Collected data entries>
--- START ---

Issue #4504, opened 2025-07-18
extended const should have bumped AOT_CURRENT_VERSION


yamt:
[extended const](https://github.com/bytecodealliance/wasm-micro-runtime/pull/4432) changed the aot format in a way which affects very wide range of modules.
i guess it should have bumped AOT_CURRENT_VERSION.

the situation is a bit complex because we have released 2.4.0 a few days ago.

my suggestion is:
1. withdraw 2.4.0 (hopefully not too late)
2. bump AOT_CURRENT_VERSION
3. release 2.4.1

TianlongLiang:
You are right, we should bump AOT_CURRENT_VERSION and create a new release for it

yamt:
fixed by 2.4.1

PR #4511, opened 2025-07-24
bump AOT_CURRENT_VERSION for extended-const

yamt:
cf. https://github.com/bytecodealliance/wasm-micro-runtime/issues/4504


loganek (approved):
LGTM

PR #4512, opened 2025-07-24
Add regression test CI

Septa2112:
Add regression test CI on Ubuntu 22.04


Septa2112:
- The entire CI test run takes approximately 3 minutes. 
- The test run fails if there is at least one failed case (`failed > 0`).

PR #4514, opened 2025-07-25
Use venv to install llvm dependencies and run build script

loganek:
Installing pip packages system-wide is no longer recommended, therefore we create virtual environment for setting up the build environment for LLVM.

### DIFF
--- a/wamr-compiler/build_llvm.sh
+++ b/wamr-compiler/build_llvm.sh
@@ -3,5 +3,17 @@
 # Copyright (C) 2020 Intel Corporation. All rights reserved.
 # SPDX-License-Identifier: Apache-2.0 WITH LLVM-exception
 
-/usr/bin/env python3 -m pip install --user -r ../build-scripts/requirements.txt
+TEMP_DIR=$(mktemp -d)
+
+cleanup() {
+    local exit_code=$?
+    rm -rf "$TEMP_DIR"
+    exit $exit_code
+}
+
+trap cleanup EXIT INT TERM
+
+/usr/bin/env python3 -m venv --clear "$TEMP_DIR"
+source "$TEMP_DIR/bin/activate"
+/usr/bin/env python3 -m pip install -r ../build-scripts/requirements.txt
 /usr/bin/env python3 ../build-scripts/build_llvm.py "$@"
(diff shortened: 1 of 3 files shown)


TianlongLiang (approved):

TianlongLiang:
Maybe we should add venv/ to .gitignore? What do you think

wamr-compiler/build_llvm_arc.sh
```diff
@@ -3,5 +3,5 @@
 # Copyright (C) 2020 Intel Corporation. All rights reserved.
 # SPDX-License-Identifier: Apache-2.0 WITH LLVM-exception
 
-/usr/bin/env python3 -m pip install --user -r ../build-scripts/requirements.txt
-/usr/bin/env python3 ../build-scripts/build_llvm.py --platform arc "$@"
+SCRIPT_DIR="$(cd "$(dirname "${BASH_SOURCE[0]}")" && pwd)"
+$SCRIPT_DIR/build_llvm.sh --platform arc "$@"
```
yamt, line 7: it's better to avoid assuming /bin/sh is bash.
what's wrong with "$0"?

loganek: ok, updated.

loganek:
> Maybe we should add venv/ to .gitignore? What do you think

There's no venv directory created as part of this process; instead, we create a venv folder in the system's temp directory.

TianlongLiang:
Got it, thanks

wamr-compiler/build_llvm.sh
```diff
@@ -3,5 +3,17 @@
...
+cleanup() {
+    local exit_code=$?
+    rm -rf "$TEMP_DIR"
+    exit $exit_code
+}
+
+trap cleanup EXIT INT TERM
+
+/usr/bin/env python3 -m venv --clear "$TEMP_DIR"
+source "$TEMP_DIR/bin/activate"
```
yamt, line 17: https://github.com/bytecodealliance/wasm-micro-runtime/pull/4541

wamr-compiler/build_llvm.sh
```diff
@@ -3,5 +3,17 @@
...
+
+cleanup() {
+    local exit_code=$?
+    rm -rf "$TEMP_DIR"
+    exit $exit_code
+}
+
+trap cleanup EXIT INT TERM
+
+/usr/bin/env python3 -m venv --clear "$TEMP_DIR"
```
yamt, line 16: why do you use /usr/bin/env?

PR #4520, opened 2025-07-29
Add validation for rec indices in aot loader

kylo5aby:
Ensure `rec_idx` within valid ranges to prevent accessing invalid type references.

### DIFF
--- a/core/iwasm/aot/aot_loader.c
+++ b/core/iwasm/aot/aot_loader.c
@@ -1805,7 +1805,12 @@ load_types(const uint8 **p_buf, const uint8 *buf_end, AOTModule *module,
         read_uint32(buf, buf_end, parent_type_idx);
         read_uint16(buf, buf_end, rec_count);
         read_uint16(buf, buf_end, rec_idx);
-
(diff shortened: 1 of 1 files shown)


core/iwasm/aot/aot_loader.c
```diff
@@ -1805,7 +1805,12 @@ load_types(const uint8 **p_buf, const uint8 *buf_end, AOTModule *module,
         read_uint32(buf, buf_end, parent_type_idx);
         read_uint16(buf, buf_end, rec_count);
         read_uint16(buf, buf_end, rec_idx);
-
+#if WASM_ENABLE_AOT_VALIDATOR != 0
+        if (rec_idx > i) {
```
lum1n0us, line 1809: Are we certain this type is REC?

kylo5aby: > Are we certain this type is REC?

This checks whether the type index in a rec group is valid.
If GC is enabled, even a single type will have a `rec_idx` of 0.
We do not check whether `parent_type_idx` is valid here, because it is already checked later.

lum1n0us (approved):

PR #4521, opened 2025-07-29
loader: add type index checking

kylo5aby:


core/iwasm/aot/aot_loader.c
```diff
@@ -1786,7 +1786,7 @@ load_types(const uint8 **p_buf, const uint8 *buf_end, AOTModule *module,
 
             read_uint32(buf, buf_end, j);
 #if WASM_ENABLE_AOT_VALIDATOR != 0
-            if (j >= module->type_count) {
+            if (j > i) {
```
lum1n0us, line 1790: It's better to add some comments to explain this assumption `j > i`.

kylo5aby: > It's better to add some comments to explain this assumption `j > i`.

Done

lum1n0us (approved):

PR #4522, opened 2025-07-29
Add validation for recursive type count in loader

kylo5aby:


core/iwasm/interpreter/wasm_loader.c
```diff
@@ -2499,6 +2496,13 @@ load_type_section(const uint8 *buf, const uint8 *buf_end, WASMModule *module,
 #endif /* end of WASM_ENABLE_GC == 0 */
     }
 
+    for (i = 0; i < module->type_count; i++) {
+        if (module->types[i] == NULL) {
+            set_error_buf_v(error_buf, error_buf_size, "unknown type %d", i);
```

--- END ---
--- START ---

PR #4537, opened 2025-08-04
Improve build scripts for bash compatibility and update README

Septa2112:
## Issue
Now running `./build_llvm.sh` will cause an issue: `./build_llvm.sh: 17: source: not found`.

--- END ---
--- START ---

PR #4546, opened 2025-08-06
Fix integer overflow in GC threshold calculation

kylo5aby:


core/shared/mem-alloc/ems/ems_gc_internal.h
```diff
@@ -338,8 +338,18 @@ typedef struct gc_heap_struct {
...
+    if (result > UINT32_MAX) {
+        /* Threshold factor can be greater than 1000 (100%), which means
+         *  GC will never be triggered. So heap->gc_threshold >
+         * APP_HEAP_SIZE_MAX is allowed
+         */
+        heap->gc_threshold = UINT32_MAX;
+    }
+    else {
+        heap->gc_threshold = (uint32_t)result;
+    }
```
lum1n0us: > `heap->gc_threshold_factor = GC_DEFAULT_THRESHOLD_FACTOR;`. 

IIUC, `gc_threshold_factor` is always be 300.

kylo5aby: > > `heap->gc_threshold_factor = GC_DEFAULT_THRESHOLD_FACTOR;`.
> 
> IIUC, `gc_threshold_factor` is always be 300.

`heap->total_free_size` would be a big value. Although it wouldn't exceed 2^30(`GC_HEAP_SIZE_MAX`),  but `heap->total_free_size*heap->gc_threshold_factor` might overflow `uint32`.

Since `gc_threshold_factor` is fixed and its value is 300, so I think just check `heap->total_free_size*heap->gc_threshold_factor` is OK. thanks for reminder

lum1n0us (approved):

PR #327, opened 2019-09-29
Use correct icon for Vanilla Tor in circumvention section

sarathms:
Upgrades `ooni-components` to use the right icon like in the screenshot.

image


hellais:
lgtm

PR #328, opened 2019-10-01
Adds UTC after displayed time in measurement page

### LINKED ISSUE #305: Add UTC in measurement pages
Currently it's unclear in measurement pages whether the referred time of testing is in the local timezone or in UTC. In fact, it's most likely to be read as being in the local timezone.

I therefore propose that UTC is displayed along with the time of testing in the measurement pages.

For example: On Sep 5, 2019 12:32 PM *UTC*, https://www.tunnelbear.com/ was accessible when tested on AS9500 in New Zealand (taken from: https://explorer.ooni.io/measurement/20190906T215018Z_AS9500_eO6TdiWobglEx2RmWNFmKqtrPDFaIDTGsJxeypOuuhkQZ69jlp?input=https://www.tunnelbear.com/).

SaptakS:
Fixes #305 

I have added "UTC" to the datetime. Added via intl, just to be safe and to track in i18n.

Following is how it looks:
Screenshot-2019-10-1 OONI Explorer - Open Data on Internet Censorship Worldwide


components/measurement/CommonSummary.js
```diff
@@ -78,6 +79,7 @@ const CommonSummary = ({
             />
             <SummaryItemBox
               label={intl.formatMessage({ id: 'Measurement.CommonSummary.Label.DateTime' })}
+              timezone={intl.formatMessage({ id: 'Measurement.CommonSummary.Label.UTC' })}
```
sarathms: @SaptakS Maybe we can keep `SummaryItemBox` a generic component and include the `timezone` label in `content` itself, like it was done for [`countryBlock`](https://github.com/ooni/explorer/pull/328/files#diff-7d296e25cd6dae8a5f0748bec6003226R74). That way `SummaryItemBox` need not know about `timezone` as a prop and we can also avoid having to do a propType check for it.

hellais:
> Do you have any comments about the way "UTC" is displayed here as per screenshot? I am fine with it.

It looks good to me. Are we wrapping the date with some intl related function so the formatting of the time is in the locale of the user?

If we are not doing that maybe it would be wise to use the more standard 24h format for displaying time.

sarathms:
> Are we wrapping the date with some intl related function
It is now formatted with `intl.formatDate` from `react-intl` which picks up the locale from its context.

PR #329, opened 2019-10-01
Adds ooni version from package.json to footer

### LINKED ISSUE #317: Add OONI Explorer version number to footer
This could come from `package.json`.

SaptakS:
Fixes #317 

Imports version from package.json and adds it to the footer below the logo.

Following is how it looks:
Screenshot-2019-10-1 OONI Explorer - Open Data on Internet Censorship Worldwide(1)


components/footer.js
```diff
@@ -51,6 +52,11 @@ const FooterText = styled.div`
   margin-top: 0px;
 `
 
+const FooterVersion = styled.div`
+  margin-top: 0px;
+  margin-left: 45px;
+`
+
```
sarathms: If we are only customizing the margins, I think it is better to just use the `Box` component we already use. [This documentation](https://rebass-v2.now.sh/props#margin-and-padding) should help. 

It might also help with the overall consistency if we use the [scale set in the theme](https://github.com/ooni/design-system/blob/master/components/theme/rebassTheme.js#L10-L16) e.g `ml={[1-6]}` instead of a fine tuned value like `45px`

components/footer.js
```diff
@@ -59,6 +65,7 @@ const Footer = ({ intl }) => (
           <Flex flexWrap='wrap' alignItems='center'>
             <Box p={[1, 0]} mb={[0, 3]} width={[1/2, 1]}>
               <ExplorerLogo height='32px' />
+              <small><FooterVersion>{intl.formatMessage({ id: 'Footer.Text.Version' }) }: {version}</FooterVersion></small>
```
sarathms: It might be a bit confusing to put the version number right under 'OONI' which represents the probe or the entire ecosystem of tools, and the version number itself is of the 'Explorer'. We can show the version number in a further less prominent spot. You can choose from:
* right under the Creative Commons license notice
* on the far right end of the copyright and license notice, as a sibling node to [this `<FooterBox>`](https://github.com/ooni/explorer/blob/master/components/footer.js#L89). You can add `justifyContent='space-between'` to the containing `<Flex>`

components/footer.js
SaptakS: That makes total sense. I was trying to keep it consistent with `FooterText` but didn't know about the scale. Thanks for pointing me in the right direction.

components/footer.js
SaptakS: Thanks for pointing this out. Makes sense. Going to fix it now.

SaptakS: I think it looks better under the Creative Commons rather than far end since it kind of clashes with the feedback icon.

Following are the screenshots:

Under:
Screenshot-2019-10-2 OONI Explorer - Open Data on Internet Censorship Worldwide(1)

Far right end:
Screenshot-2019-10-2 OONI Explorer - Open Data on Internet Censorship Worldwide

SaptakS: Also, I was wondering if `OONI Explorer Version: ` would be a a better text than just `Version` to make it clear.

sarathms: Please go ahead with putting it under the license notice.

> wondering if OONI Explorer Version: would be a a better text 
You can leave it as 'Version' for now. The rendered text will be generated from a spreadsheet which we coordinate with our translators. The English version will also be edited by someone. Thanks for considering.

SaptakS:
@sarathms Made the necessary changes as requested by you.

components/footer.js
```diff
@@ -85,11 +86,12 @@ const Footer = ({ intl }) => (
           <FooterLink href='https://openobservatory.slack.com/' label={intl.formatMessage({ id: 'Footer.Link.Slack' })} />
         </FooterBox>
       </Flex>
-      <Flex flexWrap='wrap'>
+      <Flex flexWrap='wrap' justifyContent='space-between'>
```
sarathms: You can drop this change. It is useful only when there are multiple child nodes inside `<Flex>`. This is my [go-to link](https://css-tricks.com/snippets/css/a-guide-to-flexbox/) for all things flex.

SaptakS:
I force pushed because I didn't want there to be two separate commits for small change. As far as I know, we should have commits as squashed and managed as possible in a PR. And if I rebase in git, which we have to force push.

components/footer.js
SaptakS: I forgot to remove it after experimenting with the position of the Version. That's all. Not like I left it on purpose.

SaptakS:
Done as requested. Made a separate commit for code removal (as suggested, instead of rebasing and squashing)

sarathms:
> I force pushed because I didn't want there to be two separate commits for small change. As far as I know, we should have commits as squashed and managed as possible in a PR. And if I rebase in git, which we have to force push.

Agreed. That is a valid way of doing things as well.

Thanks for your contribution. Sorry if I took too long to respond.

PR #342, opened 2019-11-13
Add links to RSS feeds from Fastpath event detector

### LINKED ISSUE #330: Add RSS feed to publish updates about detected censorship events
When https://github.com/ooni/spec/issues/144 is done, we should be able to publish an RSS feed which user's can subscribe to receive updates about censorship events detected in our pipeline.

--- END ---

Brief> Show each line in the entries that holds the string "whether".

Solution to the problem>
This checks whether the type index in a rec group is valid.
We do not check whether `parent_type_idx` is valid here, because it is already checked later.
Currently it's unclear in measurement pages whether the referred time of testing is in the local timezone or in UTC. In fact, it's most likely to be read as being in the local timezone.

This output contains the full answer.